Filter the entries, keeping every line with the string "there".

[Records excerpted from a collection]
=== Section Start ===

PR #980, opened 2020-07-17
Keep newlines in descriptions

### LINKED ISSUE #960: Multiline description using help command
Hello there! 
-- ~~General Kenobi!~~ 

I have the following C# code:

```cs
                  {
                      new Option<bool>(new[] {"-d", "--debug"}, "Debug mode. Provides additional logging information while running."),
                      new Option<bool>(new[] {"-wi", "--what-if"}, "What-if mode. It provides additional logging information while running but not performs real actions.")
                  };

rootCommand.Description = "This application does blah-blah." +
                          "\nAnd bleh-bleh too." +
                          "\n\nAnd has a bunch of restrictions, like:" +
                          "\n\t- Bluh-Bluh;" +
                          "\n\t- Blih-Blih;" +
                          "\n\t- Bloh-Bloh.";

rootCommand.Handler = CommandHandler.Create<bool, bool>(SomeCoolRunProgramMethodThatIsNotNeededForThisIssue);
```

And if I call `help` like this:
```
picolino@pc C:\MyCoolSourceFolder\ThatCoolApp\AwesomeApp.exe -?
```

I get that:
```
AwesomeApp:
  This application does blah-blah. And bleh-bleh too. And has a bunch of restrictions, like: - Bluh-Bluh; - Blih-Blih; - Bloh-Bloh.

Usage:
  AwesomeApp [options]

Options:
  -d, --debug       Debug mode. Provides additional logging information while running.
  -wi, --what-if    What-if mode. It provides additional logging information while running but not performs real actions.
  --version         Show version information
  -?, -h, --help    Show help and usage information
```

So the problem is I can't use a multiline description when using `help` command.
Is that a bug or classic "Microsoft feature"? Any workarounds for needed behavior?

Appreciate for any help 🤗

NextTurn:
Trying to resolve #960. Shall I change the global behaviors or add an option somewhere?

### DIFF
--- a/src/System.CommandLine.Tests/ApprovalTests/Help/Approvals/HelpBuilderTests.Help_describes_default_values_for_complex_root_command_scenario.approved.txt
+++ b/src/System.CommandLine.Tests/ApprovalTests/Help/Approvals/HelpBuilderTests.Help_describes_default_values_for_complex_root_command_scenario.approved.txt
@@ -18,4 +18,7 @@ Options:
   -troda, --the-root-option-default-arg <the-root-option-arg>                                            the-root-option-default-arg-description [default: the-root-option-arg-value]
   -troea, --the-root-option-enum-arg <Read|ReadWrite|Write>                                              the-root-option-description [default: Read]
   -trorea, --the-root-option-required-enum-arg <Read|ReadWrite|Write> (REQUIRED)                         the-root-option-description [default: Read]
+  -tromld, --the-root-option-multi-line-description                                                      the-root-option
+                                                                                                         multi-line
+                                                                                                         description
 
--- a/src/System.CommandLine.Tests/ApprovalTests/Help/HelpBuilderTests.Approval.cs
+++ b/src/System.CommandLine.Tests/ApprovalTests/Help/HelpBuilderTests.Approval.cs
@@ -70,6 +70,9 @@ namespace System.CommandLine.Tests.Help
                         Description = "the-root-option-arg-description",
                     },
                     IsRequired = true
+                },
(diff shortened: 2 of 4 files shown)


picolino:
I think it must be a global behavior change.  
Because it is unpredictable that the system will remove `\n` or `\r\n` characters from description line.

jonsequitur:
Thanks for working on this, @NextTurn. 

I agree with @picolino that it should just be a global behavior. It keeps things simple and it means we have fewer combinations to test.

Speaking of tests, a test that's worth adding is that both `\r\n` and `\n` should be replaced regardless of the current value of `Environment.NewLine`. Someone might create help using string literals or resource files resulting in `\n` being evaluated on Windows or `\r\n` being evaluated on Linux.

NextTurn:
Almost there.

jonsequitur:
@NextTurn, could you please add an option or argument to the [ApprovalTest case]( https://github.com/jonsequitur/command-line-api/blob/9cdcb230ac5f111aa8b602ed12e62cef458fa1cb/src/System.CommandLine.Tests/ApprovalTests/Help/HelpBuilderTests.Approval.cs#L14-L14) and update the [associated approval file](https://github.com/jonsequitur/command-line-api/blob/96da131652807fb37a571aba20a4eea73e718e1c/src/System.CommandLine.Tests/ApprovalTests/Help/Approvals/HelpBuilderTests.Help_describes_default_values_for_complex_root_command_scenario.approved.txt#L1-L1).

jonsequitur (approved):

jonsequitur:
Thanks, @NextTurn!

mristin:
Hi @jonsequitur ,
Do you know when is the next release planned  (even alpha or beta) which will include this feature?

=== Section End ===
=== Section Start ===

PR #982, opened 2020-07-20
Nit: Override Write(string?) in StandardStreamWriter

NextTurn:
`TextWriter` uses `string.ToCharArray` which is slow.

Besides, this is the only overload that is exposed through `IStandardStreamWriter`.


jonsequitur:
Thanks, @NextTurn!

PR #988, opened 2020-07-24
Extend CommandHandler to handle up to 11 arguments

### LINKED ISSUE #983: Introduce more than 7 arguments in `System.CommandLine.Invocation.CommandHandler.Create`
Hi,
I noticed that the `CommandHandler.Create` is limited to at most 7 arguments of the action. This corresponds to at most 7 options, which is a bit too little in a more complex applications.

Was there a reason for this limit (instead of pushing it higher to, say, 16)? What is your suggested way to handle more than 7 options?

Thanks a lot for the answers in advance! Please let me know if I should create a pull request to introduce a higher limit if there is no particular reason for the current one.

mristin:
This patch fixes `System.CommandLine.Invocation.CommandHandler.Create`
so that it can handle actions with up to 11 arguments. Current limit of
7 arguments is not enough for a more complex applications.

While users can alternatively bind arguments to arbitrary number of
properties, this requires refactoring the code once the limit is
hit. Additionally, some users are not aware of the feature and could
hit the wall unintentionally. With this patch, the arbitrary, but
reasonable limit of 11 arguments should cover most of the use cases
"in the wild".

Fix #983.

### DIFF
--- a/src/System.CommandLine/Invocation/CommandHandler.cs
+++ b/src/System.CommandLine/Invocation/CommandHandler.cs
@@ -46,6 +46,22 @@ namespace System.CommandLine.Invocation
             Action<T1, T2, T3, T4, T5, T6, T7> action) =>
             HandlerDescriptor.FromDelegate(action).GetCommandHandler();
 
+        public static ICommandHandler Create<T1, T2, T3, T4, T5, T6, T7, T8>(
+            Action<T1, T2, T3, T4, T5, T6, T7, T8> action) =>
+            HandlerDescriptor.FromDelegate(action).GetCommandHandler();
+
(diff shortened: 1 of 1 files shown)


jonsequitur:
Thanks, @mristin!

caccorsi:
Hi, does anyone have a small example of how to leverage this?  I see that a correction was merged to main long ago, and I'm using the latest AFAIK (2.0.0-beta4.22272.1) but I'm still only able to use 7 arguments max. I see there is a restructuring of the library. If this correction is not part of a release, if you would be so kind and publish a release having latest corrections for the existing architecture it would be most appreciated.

=== Section End ===
=== Section Start ===

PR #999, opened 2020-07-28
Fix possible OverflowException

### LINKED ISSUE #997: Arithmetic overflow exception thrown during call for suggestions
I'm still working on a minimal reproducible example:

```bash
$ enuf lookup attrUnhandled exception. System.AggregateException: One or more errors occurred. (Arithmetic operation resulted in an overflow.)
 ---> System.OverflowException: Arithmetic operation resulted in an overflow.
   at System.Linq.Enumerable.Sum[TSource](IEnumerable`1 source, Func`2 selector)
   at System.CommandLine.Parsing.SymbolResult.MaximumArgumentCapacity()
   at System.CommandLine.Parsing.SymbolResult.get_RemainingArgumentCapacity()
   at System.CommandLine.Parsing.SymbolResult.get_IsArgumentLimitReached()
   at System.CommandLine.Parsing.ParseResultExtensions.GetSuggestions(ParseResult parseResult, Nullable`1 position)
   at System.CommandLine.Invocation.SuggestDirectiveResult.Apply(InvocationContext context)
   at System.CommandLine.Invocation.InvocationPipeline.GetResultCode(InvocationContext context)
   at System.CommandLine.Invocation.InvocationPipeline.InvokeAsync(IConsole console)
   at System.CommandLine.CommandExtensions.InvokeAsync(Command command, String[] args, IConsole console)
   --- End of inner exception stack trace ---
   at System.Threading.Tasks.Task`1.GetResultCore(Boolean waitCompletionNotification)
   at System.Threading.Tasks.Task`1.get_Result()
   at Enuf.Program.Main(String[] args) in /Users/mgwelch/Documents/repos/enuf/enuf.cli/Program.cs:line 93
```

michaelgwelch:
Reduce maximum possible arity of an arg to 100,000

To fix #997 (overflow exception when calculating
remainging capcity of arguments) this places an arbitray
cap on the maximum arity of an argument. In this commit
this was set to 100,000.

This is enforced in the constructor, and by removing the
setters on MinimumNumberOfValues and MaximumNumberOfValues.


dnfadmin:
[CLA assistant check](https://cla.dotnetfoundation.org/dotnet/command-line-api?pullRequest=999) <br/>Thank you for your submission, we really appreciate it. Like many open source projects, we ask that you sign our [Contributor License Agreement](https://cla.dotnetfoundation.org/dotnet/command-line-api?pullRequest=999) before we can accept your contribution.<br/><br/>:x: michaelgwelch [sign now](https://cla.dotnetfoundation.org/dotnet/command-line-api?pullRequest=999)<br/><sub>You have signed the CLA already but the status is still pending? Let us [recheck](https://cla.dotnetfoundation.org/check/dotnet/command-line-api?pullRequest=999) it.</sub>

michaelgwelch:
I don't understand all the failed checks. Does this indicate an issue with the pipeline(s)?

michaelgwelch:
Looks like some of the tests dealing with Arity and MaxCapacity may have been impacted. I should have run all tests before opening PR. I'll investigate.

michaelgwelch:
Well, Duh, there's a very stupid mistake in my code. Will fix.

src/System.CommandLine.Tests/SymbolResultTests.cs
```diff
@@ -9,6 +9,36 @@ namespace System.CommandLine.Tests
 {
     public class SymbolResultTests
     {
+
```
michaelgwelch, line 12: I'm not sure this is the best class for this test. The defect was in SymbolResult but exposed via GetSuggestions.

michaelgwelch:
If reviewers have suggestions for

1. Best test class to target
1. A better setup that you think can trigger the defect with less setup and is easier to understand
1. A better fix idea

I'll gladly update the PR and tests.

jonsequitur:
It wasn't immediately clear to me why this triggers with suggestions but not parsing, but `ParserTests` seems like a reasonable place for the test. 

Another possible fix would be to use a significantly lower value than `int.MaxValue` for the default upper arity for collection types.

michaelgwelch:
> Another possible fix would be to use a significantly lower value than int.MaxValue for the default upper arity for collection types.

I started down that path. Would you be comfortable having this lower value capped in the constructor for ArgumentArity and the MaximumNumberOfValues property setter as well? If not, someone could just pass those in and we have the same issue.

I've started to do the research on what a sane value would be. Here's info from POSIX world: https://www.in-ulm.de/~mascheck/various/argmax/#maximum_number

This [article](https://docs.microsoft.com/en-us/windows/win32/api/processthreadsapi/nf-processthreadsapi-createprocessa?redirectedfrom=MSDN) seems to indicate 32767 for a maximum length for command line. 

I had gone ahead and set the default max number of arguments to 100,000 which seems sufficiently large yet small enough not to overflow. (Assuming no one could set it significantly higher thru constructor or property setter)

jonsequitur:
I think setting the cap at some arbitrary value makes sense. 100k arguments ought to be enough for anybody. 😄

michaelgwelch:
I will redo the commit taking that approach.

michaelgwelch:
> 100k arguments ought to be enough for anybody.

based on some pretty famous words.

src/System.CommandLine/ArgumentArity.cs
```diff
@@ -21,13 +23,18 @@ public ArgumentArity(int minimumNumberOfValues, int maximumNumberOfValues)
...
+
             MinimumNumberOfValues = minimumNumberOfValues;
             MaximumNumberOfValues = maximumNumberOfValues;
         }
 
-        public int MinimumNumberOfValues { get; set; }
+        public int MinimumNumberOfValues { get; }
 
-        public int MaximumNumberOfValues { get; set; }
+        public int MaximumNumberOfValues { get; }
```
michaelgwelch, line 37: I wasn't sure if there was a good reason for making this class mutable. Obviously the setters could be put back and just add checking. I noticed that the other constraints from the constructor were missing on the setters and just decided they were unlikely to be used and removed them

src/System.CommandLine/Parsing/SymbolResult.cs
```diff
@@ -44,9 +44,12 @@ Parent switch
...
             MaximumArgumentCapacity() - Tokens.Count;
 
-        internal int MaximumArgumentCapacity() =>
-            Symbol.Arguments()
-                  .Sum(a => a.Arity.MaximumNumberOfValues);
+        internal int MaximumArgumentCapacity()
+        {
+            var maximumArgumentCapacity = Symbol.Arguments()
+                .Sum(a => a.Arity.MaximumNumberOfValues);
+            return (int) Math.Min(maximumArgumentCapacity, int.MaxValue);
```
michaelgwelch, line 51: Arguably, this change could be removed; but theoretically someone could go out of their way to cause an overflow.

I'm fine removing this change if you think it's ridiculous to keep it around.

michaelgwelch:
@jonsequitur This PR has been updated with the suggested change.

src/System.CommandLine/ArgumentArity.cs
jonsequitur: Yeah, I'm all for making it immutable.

=== Section End ===

## Response to the task
Hello there! 
Almost there.
Was there a reason for this limit (instead of pushing it higher to, say, 16)? What is your suggested way to handle more than 7 options?
Thanks a lot for the answers in advance! Please let me know if I should create a pull request to introduce a higher limit if there is no particular reason for the current one.
Hi, does anyone have a small example of how to leverage this?  I see that a correction was merged to main long ago, and I'm using the latest AFAIK (2.0.0-beta4.22272.1) but I'm still only able to use 7 arguments max. I see there is a restructuring of the library. If this correction is not part of a release, if you would be so kind and publish a release having latest corrections for the existing architecture it would be most appreciated.
Well, Duh, there's a very stupid mistake in my code. Will fix.
michaelgwelch, line 37: I wasn't sure if there was a good reason for making this class mutable. Obviously the setters could be put back and just add checking. I noticed that the other constraints from the constructor were missing on the setters and just decided they were unlikely to be used and removed them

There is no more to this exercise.